The lack of information on the tertiary structure of RSA together with the absence of multispectroscopic data analyses and the complete unavailability of computer simulation data were sufficient reasons to carry out this study.

The present work aims to fill this information gap with respect to RSA using several experimental techniques with the help of computational simulations to elucidate models of the interaction of piperine into RSA. The interaction density function (IDF) method was applied to the fluorescence spectroscopy data in order to determine the binding constant, since the value of the binding constant is essential to comprehend the affinity of piperine toward RSA and therefore the efficiency of its transport in the blood stream. A moderate binding constant (104–106 M–1) is desirable because it reflects an extended half-life and a better distribution of the compound in the body [28]. With the IDF method, it was possible to determine the number of sites and the existence (or otherwise) of cooperative properties between them.

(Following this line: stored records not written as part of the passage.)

PR #2410, opened 2020-04-27
Suppressed various compilation warnings

sauwming:
- conversion from string literal to 'char *' warning
- format-truncation warning

### DIFF
--- a/pjlib/include/pj/string.h
+++ b/pjlib/include/pj/string.h
@@ -69,11 +69,17 @@ PJ_BEGIN_DECL
  *  - @ref page_pjlib_string_test
  */
 
-/* Check if a string is truncated and if yes, put a suffix of ".."
+/**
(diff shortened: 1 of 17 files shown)


pjlib/include/pj/string.h
```diff
@@ -69,6 +69,12 @@ PJ_BEGIN_DECL
  *  - @ref page_pjlib_string_test
  */
 
+/* Check if a string is truncated and if yes, put a suffix of ".."
```
nanangizz, line 72: start with double asterisks for doxygen?

pjlib/include/pj/string.h
```diff
@@ -69,6 +69,12 @@ PJ_BEGIN_DECL
...
+ * to indicate the truncation.
+ */
```
nanangizz, line 74: also mention that the macro is for checking truncated string in pj_ansi_snprintf()?

PR #2411, opened 2020-04-28
Dispatch semaphores on Darwin (#2351)

### LINKED ISSUE #2351: Semaphores in sandboxed Mac app

eofster:
Dispatch semaphore is a more modern semaphore implementation on Apple platforms. Apple claims it is more efficient. A call down to kernel is only needed when the calling thread needs to be blocked.

Dispatch semaphores work in sandboxed Mac apps, but POSIX semaphores don’t.

Closes #2351

### DIFF
--- a/pjlib/include/pj/config.h
+++ b/pjlib/include/pj/config.h
@@ -804,6 +804,19 @@
 #  define PJ_HAS_SEMAPHORE	    1
 #endif
 
+/**
+ * Use dispatch semaphores on Darwin.
+ *
+ * Default: 1 on Darwin, 0 otherwise
+ */
+#ifndef PJ_SEMAPHORE_USE_DISPATCH_SEM
+#   if defined(PJ_DARWINOS)
+#	define PJ_SEMAPHORE_USE_DISPATCH_SEM	1
+#   else
+#	define PJ_SEMAPHORE_USE_DISPATCH_SEM	0
+#   endif
+#endif
+
 
 /**
  * Event object (for synchronization, e.g. in Win32)
--- a/pjlib/include/pj/config.h
+++ b/pjlib/include/pj/config.h
@@ -810,7 +810,7 @@
  * Default: 1 on Darwin, 0 otherwise
  */
 #ifndef PJ_SEMAPHORE_USE_DISPATCH_SEM
-#   if defined(PJ_DARWINOS)
+#   if defined(PJ_DARWINOS) && PJ_DARWINOS != 0
 #	define PJ_SEMAPHORE_USE_DISPATCH_SEM	1
 #   else
 #	define PJ_SEMAPHORE_USE_DISPATCH_SEM	0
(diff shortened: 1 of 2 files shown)


eofster:
Are there any tests to run that touch semaphore code? For example, I don’t think `pj_sem_trywait()` has ever been called in my manual testing by running the app using the PJSUA API.

sauwming:
For reference, here's Apple's doc regarding [dispatch_semaphore](https://developer.apple.com/documentation/dispatch/dispatch_semaphore_t?language=objc).

I tested here on Mac OS and iOS and it worked fine.

There's pjlib-test for semaphore, albeit a very simple one, i.e. only trying to call the semaphore APIs (including `trywait`) and checking the return value.

pjlib/include/pj/config.h
```diff
@@ -804,6 +804,19 @@
 #  define PJ_HAS_SEMAPHORE	    1
 #endif
 
+/**
+ * Use dispatch semaphores on Darwin.
+ *
+ * Default: 1 on Darwin, 0 otherwise
+ */
+#ifndef PJ_SEMAPHORE_USE_DISPATCH_SEM
+#   if defined(PJ_DARWINOS)
```
nanangizz, line 813: a minor, for safety and consistency, please update to `#if defined(PJ_DARWINOS) && PJ_DARWINOS!=0`

PR #2415, opened 2020-05-01
Update sample app for video calls for Qt5

cristeab:


sauwming:
Tested on Mac with Qt 5.14.2

PR #2419, opened 2020-05-04
Fixed assertion when receving an INVITE response during an UPDATE

### LINKED ISSUE #2413: Assertion failed: (neg->state == PJMEDIA_SDP_NEG_STATE_DONE)
**Describe the bug**
When making a call to some toll free numbers using Asterisk 16.9.0, while trying to bridge the call, I PJ crashes on the client side:

Assertion failed: (neg->state == PJMEDIA_SDP_NEG_STATE_DONE), function pjmedia_sdp_neg_modify_local_offer2, file ../src/pjmedia/sdp_neg.c, line 316.

**To Reproduce**

1. run pjsua app and register with asterisk
2. make a single call: "sip:8003161044@myasteriskserver.domain.tld"
3. app crashes while trying to bridge the audio

**Expected behavior**
I would expect the call to complete allow me to talk.

**Desktop/Smartphone (please complete the following information):**

- macOS 10.15.3
- PJSIP version: 2.10
 
aconfigure --prefix=/Users/franke/pjproject --exec-prefix=/Users/franke/pjproject --disable-video --disable-ssl

**Additional context**
If I comment out the PJ_ASSERT_RETURN the call completes successfully.

sauwming:
Fixed #2413 .

This issue happens because we're receiving a response to INVITE in the middle of UPDATE when dialog is in early state, i.e. as in [RFC 3311 call flow example](https://tools.ietf.org/html/rfc3311#section-8), but (9) occurs after (5) instead.

Since we have just sent an UPDATE, neg->state is at `PJMEDIA_SDP_NEG_STATE_LOCAL_OFFER`, which causes the assertion `(neg->state == PJMEDIA_SDP_NEG_STATE_DONE)` when processing the INVITE response.

`
frame #4: 0x0000000100164243 pjsua-x86_64-apple-darwin19.3.0pjmedia_sdp_neg_modify_local_offer2.cold.1 + 35 frame #5: 0x0000000100091448 pjsua-x86_64-apple-darwin19.3.0pjmedia_sdp_neg_modify_local_offer2 + 632
frame #6: 0x000000010003ceb3 pjsua-x86_64-apple-darwin19.3.0inv_check_sdp_in_incoming_msg + 499 frame #7: 0x000000010003dde2 pjsua-x86_64-apple-darwin19.3.0inv_on_state_early + 274
`

### DIFF
--- a/pjsip/src/pjsip-ua/sip_inv.c
+++ b/pjsip/src/pjsip-ua/sip_inv.c
@@ -2061,6 +2061,15 @@ static pj_status_t inv_check_sdp_in_incoming_msg( pjsip_inv_session *inv,
 	{
 	    const pjmedia_sdp_session *reoffer_sdp = NULL;
 
+	    if (pjmedia_sdp_neg_get_state(inv->neg) !=
+	    	PJMEDIA_SDP_NEG_STATE_DONE)
+	    {
+	    	PJ_LOG(4,(inv->obj_name, "Ignoring %s response "
+		          "because SDP negotiation is in progress",
+		          (st_code/10==18? "early" : "final" )));
+	    	return PJ_EINVALIDOP;
+	    }
+
 	    PJ_LOG(4,(inv->obj_name, "Received %s response "
 		      "after SDP negotiation has been done in early "
 		      "media. Renegotiating SDP..",
--- a/pjsip/src/pjsip-ua/sip_inv.c
+++ b/pjsip/src/pjsip-ua/sip_inv.c
@@ -2064,10 +2064,10 @@ static pj_status_t inv_check_sdp_in_incoming_msg( pjsip_inv_session *inv,
 	    if (pjmedia_sdp_neg_get_state(inv->neg) !=
 	    	PJMEDIA_SDP_NEG_STATE_DONE)
 	    {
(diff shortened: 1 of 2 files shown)


sauwming:
The PR includes a SIPP scenario, which will be reverted before merging.

pjsip/src/pjsip-ua/sip_inv.c
```diff
@@ -2061,6 +2061,15 @@ static pj_status_t inv_check_sdp_in_incoming_msg( pjsip_inv_session *inv,
 	{
 	    const pjmedia_sdp_session *reoffer_sdp = NULL;
 
+	    if (pjmedia_sdp_neg_get_state(inv->neg) !=
+	    	PJMEDIA_SDP_NEG_STATE_DONE)
+	    {
+	    	PJ_LOG(4,(inv->obj_name, "Ignoring %s response "
+		          "because SDP negotiation is in progress",
+		          (st_code/10==18? "early" : "final" )));
+	    	return PJ_EINVALIDOP;
```
nanangizz, line 2070: - shouldn't it be `Ignoring message body in %s response` instead of `Ignoring %s response`?
- in the `else` block (which also ignoring message body), it returns `PJ_SUCCESS`, any particular reason it is not the case here?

Circular dichroism (CD) spectroscopy was applied to determine the RSA secondary structure fractions and to elucidate if there were changes in the secondary structure of RSA under the effect of temperature, in the presence of methanol, or due to interaction with piperine. A model for RSA structure was built using comparative modeling, which allowed the use of molecular docking to find the interaction sites of piperine on RSA. The complex stability was verified with molecular dynamics simulations.

2. Results and Discussion

2.1. Fluorescence Spectroscopy

Figure 1 shows the fluorescence emission spectra of RSA in the absence (a) and the presence (→ p) of piperine. The interaction of RSA with piperine was monitored by following the intensity of rat serum albumin emission spectra at 340 nm. According to the spectra, the intensity of the RSA fluorescence signal decreased with the concentration increment of piperine, demonstrating the existence of the quenching effect upon the Trp214 emission.

Figure 1

Rat serum albumin (RSA) emission spectra from 305 to 500 nm [RSA] = 4.0 μM. Piperine concentration from 0 to 15 μM (a→p) with increments of 1 μM (pH 7.4, T = 288 K, λexc = 295 nm). The insert is the molecular structure of piperine.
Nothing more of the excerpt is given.